**Working data:**

PR #3723, opened 2021-04-02
[dashboard] Admin dashboard

svenefftinge:
Adds the admin dashboard to the new dashboard.

How to test:
 - create a user with 'admin' flag (default in dev staging)
 - you should see the admin menu on top.
 - try search for users or workspaces.

PR #8503, opened 2022-03-01
Remove free text search on contextURL

### LINKED ISSUE #8453: Change "Search workspaces" to "Enter workspace ID" and disable contextURL search.
Workspace ID search returns quite fast, and searches usually do use the workspace IDs. 
Therefore we will only allow workspace ID searches and disable the free text search.

### LINKED ISSUE #8454: Fix search input to trim whitespace in all searches
Searches with whitespaces (can happen when copy-pasting) would fail.

laushinka:
## Description
This change disables the free text search, and encourages searching on workspace IDs.  
It's a minimum change for now - there will be follow-up tasks to improve the search[[1](https://github.com/gitpod-io/gitpod/issues/8453#issuecomment-1050875763)][[2](https://github.com/gitpod-io/gitpod/issues/8453#issuecomment-1054716890)].
It also includes drive-by changes of removing whitespace from searches[[1](https://github.com/gitpod-io/gitpod/issues/8454)].

Screenshot 2022-03-02 at 00 54 02

## Related Issue(s)

Fixes #8453
Fixes #8454 

## How to test
1. Go to https://lm-search-ws-8453.staging.gitpod-dev.com/admin/workspaces
2. Search part of a contextURL - it should not work.

## Release Notes

```release-note
Free text search on workspace admin dashboard is not enabled anymore.
```

### DIFF
--- a/components/dashboard/src/admin/WorkspacesSearch.tsx
+++ b/components/dashboard/src/admin/WorkspacesSearch.tsx
@@ -68,27 +68,19 @@ export function WorkspaceSearch(props: Props) {
     const search = async () => {
         setSearching(true);
         try {
-            let searchTerm: string | undefined = queryTerm;
-            const query: AdminGetWorkspacesQuery = {
-                ownerId: props?.user?.id,
-            };
-            if (matchesInstanceIdOrLegacyWorkspaceIdExactly(searchTerm)) {
-                query.instanceIdOrWorkspaceId = searchTerm;
-            } else if (matchesNewWorkspaceIdExactly(searchTerm)) {
-                query.workspaceId = searchTerm;
-            }
-            if (query.workspaceId || query.instanceId || query.instanceIdOrWorkspaceId) {
-                searchTerm = undefined;
+            const query: AdminGetWorkspacesQuery = {};
+            if (matchesInstanceIdOrLegacyWorkspaceIdExactly(queryTerm)) {
+                query.instanceIdOrWorkspaceId = queryTerm;
+            } else if (matchesNewWorkspaceIdExactly(queryTerm)) {
+                query.workspaceId = queryTerm;
             }
 
-            // const searchTerm = searchTerm;
             const result = await getGitpodService().server.adminGetWorkspaces({
                 limit: 100,
                 orderBy: 'instanceCreationTime',
                 offset: 0,
                 orderDir: "desc",
                 ...query,
-                searchTerm,
             });
             setSearchResult(result);
         } finally {
@@ -104,7 +96,9 @@ export function WorkspaceSearch(props: Props) {
                             <path fillRule="evenodd" clipRule="evenodd" d="M6 2a4 4 0 100 8 4 4 0 000-8zM0 6a6 6 0 1110.89 3.477l4.817 4.816a1 1 0 01-1.414 1.414l-4.816-4.816A6 6 0 010 6z" fill="#A8A29E" />
                         </svg>
                     </div>
-                    <input type="search" placeholder="Search Workspaces" onKeyDown={(ke) => ke.key === 'Enter' && search() } onChange={(v) => { setQueryTerm(v.target.value) }} />
+                    <input type="search" placeholder="Search Workspace IDs"
+                        onKeyDown={(ke) => ke.key === 'Enter' && search() }
+                        onChange={(v) => { setQueryTerm((v.target.value).trim()) }} />
                 </div>
                 <button disabled={searching} onClick={search}>Search</button>
             </div>
--- a/components/dashboard/src/admin/ProjectsSearch.tsx
+++ b/components/dashboard/src/admin/ProjectsSearch.tsx
@@ -97,7 +97,7 @@ export function ProjectsSearch() {
                             <path fillRule="evenodd" clipRule="evenodd" d="M6 2a4 4 0 100 8 4 4 0 000-8zM0 6a6 6 0 1110.89 3.477l4.817 4.816a1 1 0 01-1.414 1.414l-4.816-4.816A6 6 0 010 6z" fill="#A8A29E" />
                         </svg>
                     </div>
-                    <input type="search" placeholder="Search Projects" onKeyDown={(k) => k.key === 'Enter' && search()} onChange={(v) => { setSearchTerm(v.target.value) }} />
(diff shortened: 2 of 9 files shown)


components/dashboard/src/admin/WorkspacesSearch.tsx
```diff
@@ -68,27 +68,19 @@ export function WorkspaceSearch(props: Props) {
...
-            } else if (matchesNewWorkspaceIdExactly(searchTerm)) {
-                query.workspaceId = searchTerm;
-            }
-            if (query.workspaceId || query.instanceId || query.instanceIdOrWorkspaceId) {
-                searchTerm = undefined;
+            const query: AdminGetWorkspacesQuery = {};
+            if (matchesInstanceIdOrLegacyWorkspaceIdExactly(queryTerm)) {
+                query.instanceIdOrWorkspaceId = queryTerm;
+            } else if (matchesNewWorkspaceIdExactly(queryTerm)) {
+                query.workspaceId = queryTerm;
```
laushinka, line 75: @geropl What was the case before where we would populate `query.instanceId`?

geropl: @laushinka Not sure I understand your question? IMO we never were able to reliably fill `instanceId` (because `workspaceId`s always looked identical).

components/dashboard/src/admin/WorkspacesSearch.tsx
```diff
@@ -104,7 +96,9 @@ export function WorkspaceSearch(props: Props) {
                             <path fillRule="evenodd" clipRule="evenodd" d="M6 2a4 4 0 100 8 4 4 0 000-8zM0 6a6 6 0 1110.89 3.477l4.817 4.816a1 1 0 01-1.414 1.414l-4.816-4.816A6 6 0 010 6z" fill="#A8A29E" />
                         </svg>
                     </div>
-                    <input type="search" placeholder="Search Workspaces" onKeyDown={(ke) => ke.key === 'Enter' && search() } onChange={(v) => { setQueryTerm(v.target.value) }} />
+                    <input type="search" placeholder="Search Workspace IDs or Instance IDs" style={{width: "20rem"}}
```
gtsiolis, line 99: **question**: Shall we go with one of these here based on https://github.com/gitpod-io/gitpod/issues/8453#issuecomment-1055427520? Cc @geropl

components/dashboard/src/admin/WorkspacesSearch.tsx
laushinka: > Maybe `instanceId` was added with the previous change that introduced this "interpretation" of user input, to pave the way for a explicit choice (dropdown).

Makes sense!

laushinka:
Thank you for taking a look @geropl @gtsiolis 🙏🏽 It's now ready for actual review (not a draft anymore).

gtsiolis (approved):
Thanks, @laushinka!

Regarding the input placeholder question in https://github.com/gitpod-io/gitpod/pull/8503#discussion_r817490980:

I think @geropl was only suggesting to go with the `workspaceId` option instead of the `instanceId` as described in https://github.com/gitpod-io/gitpod/issues/8453#issuecomment-1055424756 but sounds ok to keep the friendlier placeholder.

components/dashboard/src/admin/WorkspacesSearch.tsx
```diff
@@ -104,7 +96,9 @@ export function WorkspaceSearch(props: Props) {
                             <path fillRule="evenodd" clipRule="evenodd" d="M6 2a4 4 0 100 8 4 4 0 000-8zM0 6a6 6 0 1110.89 3.477l4.817 4.816a1 1 0 01-1.414 1.414l-4.816-4.816A6 6 0 010 6z" fill="#A8A29E" />
                         </svg>
                     </div>
-                    <input type="search" placeholder="Search Workspaces" onKeyDown={(ke) => ke.key === 'Enter' && search() } onChange={(v) => { setQueryTerm(v.target.value) }} />
+                    <input type="search" placeholder="Search Workspace IDs"
+                        onKeyDown={(ke) => ke.key === 'Enter' && search() }
+                        onChange={(v) => { setQueryTerm((v.target.value).trim()) }} />
                 </div>
                 <button disabled={searching} onClick={search}>Search</button>
```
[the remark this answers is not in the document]
laushinka: *thinking* When there is no button, would the expectation be that the search result gets updated with every key change? Or would the user be expected to hit Enter?

components/dashboard/src/admin/WorkspacesSearch.tsx
```diff
@@ -104,7 +96,9 @@ export function WorkspaceSearch(props: Props) {
                             <path fillRule="evenodd" clipRule="evenodd" d="M6 2a4 4 0 100 8 4 4 0 000-8zM0 6a6 6 0 1110.89 3.477l4.817 4.816a1 1 0 01-1.414 1.414l-4.816-4.816A6 6 0 010 6z" fill="#A8A29E" />
                         </svg>
                     </div>
-                    <input type="search" placeholder="Search Workspaces" onKeyDown={(ke) => ke.key === 'Enter' && search() } onChange={(v) => { setQueryTerm(v.target.value) }} />
+                    <input type="search" placeholder="Search Workspace IDs"
```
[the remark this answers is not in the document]
laushinka: > We also scarcely reference the term workspace or instance `ID` in our docs.

Initially I thought that Admins surely know that those are workspace IDs, but I realize that that was my biased assumption and the fact that we don't reference the term `ID` anywhere makes me see your point.
Let's see how this goes - especially when self-hosted users give us feedback, and yes we can improve this anytime. 🙏🏽

components/dashboard/src/admin/WorkspacesSearch.tsx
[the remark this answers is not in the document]
gtsiolis: **thought**: There are cases where searching or filtering on key change is valid and useful like projects or members which usually are a finite and small data set. However, it sounds optimal to _not_ search on key change when filtering large datasets like instance users, workspaces, etc but require enter to perform the search. 💭 

Thinking out loud, we added the search button back in https://github.com/gitpod-io/gitpod/pull/3723 because we require the enter key to perform a search here but seems harmless to drop the button. Your call, feel free to move this discussion in a follow up issue. 🏓

geropl (approved):
Code LGTM and tested: works and looks nice! :+1:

**Task:** Once the line containing "Remove free text search on contextURL" has been written out, please stop; every line before it, back to the first line of the records above, should be given exactly.

**Answer box:**
PR #3723, opened 2021-04-02
[dashboard] Admin dashboard

svenefftinge:
Adds the admin dashboard to the new dashboard.

How to test:
 - create a user with 'admin' flag (default in dev staging)
 - you should see the admin menu on top.
 - try search for users or workspaces.

PR #8503, opened 2022-03-01
Remove free text search on contextURL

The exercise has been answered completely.